For some people work is just a job. You do it, you leave it, you live your life. For other people work is craft and mastery — it’s a large part of your identity and a big source of fulfillment. Both are totally fine. The truth is that people have phoned it in on the job since the beginning of time. Every workplace has at least a few individuals who master the art of creating the illusion of doing work while actually doing nothing at all. Sometimes these people are vice presidents, presidents, and executives.

While phoning it on stuff that actually matters is probably not good for anyone involved, there is nothing wrong with refusing to do meaningless work and attend meaningless meetings. If anything, it’s the sane thing to do. The anthropologist David Graeber found that over 40 percent of jobs are “bullshit,” providing no value to anyone. If you are in one of Graeber’s many bullshit jobs then quiet quitting makes a lot of sense. Why run around like crazy doing stuff for the sake of doing stuff? The problem here isn’t the people who are quietly quitting. The problem is there are way too many bullshit jobs.

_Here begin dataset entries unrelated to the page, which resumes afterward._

PR #189, opened 2017-09-22
Refactored the code around spring transaction semantics. 

ajoymajumdar:
1. Refactored the code around spring transaction semantics. Earlier we were using both - @Transactional and the TransactionTemplate.
2. Modified the MetacatInitializationService to  start up on ContextRefreshEvent instead of being explicitly called from the constructor. This way it will start once all the spring context is initialized.


metacat-metadata-mysql/src/main/java/com/netflix/metacat/metadata/mysql/MySqlLookupService.java
```diff
@@ -101,7 +100,7 @@ public Lookup get(final String name) {
                 });
         } catch (EmptyResultDataAccessException e) {
             return null;
-        } catch (DataAccessException e) {
+        } catch (Exception e) {
```
zhljen: What's the exception here? If only the DataAccessException, should we be specific?

metacat-metadata-mysql/src/main/java/com/netflix/metacat/metadata/mysql/MySqlLookupService.java
```diff
@@ -173,53 +172,48 @@ public String getValue(final String name) {
...
-                }
-            });
-        } catch (CannotCreateTransactionException | DataAccessException e) {
+            Lookup lookup = null;
+            try {
+                lookup = findOrCreateLookupByName(name);
+            } catch (SQLException e) {
+                throw new CannotCreateTransactionException(
+                    "findOrCreateTagItemByName failed " + name, e);
+            }
```
zhljen: Previously, the doInTransaction clause is used and throws this when the exception happens inside. Since that explicit transaction is removed, we can throw or propagate the SQLException instead of throw a new CannotCreateTransactionException.

metacat-metadata-mysql/src/main/java/com/netflix/metacat/metadata/mysql/MySqlLookupService.java
```diff
@@ -268,35 +252,29 @@ public PreparedStatement createPreparedStatement(final Connection connection)
...
-                        throw new CannotCreateTransactionException(
-                            "findOrCreateTagItemByName failed " + name, e);
-                    }
+            Lookup lookup = null;
+            try {
+                lookup = findOrCreateLookupByName(name);
+            } catch (SQLException e) {
+                throw new CannotCreateTransactionException(
+                    "findOrCreateTagItemByName failed " + name, e);
+            }
```
zhljen: Similar as above.

metacat-connector-hive/src/main/java/com/netflix/metacat/connector/hive/HiveConnectorFastPartitionService.java
```diff
@@ -565,21 +568,12 @@ private Void populateParameters(final List<Long> ids,
                 final Long id = rs.getLong(idName);
                 final String key = rs.getString("param_key");
                 final String value = rs.getString("param_value");
-                Map<String, String> parameters = result.get(id);
-                if (parameters == null) {
-                    parameters = Maps.newHashMap();
-                    result.put(id, parameters);
-                }
+                final Map<String, String> parameters = result.computeIfAbsent(id, k -> Maps.newHashMap());
                 parameters.put(key, value);
```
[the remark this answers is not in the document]
ajoymajumdar: If key with id does not exist or is null, it will create the Map and put it.

metacat-metadata-mysql/src/main/java/com/netflix/metacat/metadata/mysql/MySqlLookupService.java
ajoymajumdar: We can be specific if we can differentiate between known exceptions vs unknown system exceptions. For now, we want to catch all and throw a UserMetadataServiceException.

metacat-metadata-mysql/src/main/java/com/netflix/metacat/metadata/mysql/MySqlServiceUtil.java
```diff
@@ -51,18 +43,16 @@ private MySqlServiceUtil() {
...
-     * @param jdbcUtil jdbc util
+     * @param jdbcTemplate jdbc template
      * @param sql      query sql
      * @param item     identifier
      * @return list of results
-     * @throws DataAccessException data access exception
      */
-    @Transactional(readOnly = true)
-    public static Set<String> getValues(final JdbcUtil jdbcUtil,
+    public static Set<String> getValues(final JdbcTemplate jdbcTemplate,
```
zhljen: It looks that Spring declarative transaction [does not support static method](https://stackoverflow.com/questions/23569732/transactional-with-static-method). I am not sure if this utility class will work here. You might want to test it out.

build.gradle
```diff
@@ -151,6 +151,7 @@ configure(javaProjects) {
         all*.exclude module: "jcl-over-slf4j"
         all*.exclude module: "log4j-over-slf4j"
         all*.exclude module: "slf4j-jdk14"
+        all*.exclude group: "ch.qos.logback", module: "logback-classic"
```
tgianos: if you're taking logback out what does the default logger use now? log4j?

metacat-connector-hive/src/main/java/com/netflix/metacat/connector/hive/HiveConnectorFastPartitionService.java
```diff
@@ -75,7 +76,7 @@
  * @since 1.0.0
  */
 @Slf4j
-@Transactional(readOnly = true)
+@Transactional("hiveTxManager")
```
tgianos: If all the methods in this class are readOnly why not leave the readOnly at the class level and remove the redundancy at the method level? Are you just concerned if for some reason a method is ever introduced that wasn't read only and so you're opting methods into readOnly mode instead of other way around?

metacat-connector-hive/src/main/java/com/netflix/metacat/connector/hive/HiveConnectorFastPartitionService.java
```diff
@@ -135,13 +136,13 @@ public HiveConnectorFastPartitionService(
         final HiveConnectorInfoConverter hiveMetacatConverters,
         final ConnectorContext connectorContext,
         final ThreadServiceManager threadServiceManager,
-        final DataSource dataSource,
+        @Qualifier("hiveJdbcTemplate") final JdbcTemplate jdbcTemplate,
```
tgianos: It doesn't look like this class is marked as a `Component` or `Service` so isn't this qualifier kind of useless? It should be where the bean is created (probably a configuration file) on the method input there

metacat-connector-hive/src/main/java/com/netflix/metacat/connector/hive/HiveConnectorFastTableService.java
```diff
@@ -74,12 +74,12 @@ public HiveConnectorFastTableService(
         final HiveConnectorDatabaseService hiveConnectorDatabaseService,
         final HiveConnectorInfoConverter hiveMetacatConverters,
         final ConnectorContext connectorContext,
-        final DataSource dataSource,
+        @Qualifier("hiveJdbcTemplate") final JdbcTemplate jdbcTemplate,
```
tgianos: I might be missing something but the `@Autowired` here is kind of useless so is the `@Qualifier` cause the class isn't a classpath scanned bean...?

metacat-connector-hive/src/main/java/com/netflix/metacat/connector/hive/configs/HiveConnectorFastServiceConfig.java
```diff
@@ -72,7 +71,7 @@ public HiveConnectorPartitionService fastHivePartitionService(
         final HiveConnectorInfoConverter hiveMetacatConverter,
         final ThreadServiceManager threadServiceManager,
         final ConnectorContext connectorContext,
-        @Qualifier("hiveDataSource") final DataSource dataSource,
+        @Qualifier("hiveJdbcTemplate") final JdbcTemplate hiveJdbcTemplate,
```
tgianos: This is the correct place for the `@Qualifier` the other one is redundant noise and ties the class to spring unnecessarily

metacat-main/src/test/groovy/com/netflix/metacat/main/services/MetacatInitializationServiceSpec.groovy
```diff
@@ -47,6 +47,7 @@ class MetacatInitializationServiceSpec extends Specification {
             threadServiceManager,
             thriftService
         )
+        initializationService.start(null)
```
tgianos: Null? What if you ever do something with the event in the Event listener. Right now you're serializing it as a string but if you ever change it to do something like `event.getSource()` this test is going to barf.

metacat-metadata-mysql/src/main/java/com/netflix/metacat/metadata/mysql/MySqlLookupService.java
```diff
@@ -61,17 +60,17 @@
...
 
     /**
      * Constructor.
      *
      * @param config     config
-     * @param dataSource datasource to user
+     * @param jdbcTemplate jdbc template
      */
-    public MySqlLookupService(final Config config, final DataSource dataSource) {
+    public MySqlLookupService(final Config config, @Qualifier("metadataJdbcTemplate") final JdbcTemplate jdbcTemplate) {
```
tgianos: Unnecessary `@Qualifier`

metacat-metadata-mysql/src/test/groovy/com/netflix/metacat/metadata/mysql/BaseSpec.groovy
```diff
@@ -34,13 +45,32 @@ import java.util.concurrent.atomic.AtomicBoolean
 import static java.lang.String.format
 
 @Ignore
```
tgianos: Does this still mean to be `@Ignore`?

build.gradle
ajoymajumdar: Yes, I thought it was always log4j.

metacat-connector-hive/src/main/java/com/netflix/metacat/connector/hive/HiveConnectorFastPartitionService.java
ajoymajumdar: Yes. Explicitly set readOnly at the method level if the method only does a read.

metacat-connector-hive/src/main/java/com/netflix/metacat/connector/hive/HiveConnectorFastPartitionService.java
ajoymajumdar: Agreed, this is redundant. It is already been defined in the config.

metacat-main/src/test/groovy/com/netflix/metacat/main/services/MetacatInitializationServiceSpec.groovy
ajoymajumdar: At present, we do not. Once we do, the test will raise a flag by failing.

metacat-metadata-mysql/src/test/groovy/com/netflix/metacat/metadata/mysql/BaseSpec.groovy
ajoymajumdar: This was added to not run the methods of this class.

metacat-metadata-mysql/src/main/java/com/netflix/metacat/metadata/mysql/MySqlServiceUtil.java
zhljen: Are we still using this one?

Another issue is that many bosses and employers want their employees to treat work like it’s a craft but then they treat those same employees like they are just doing a job. You can’t really expect people to give their all if you don’t treat them like they are giving their all. Large swaths of research show that the best jobs (where people work hard and derive meaning and fulfillment from that work) all involve three characteristics:

  1. Autonomy: at least some control over how you spend time and energy.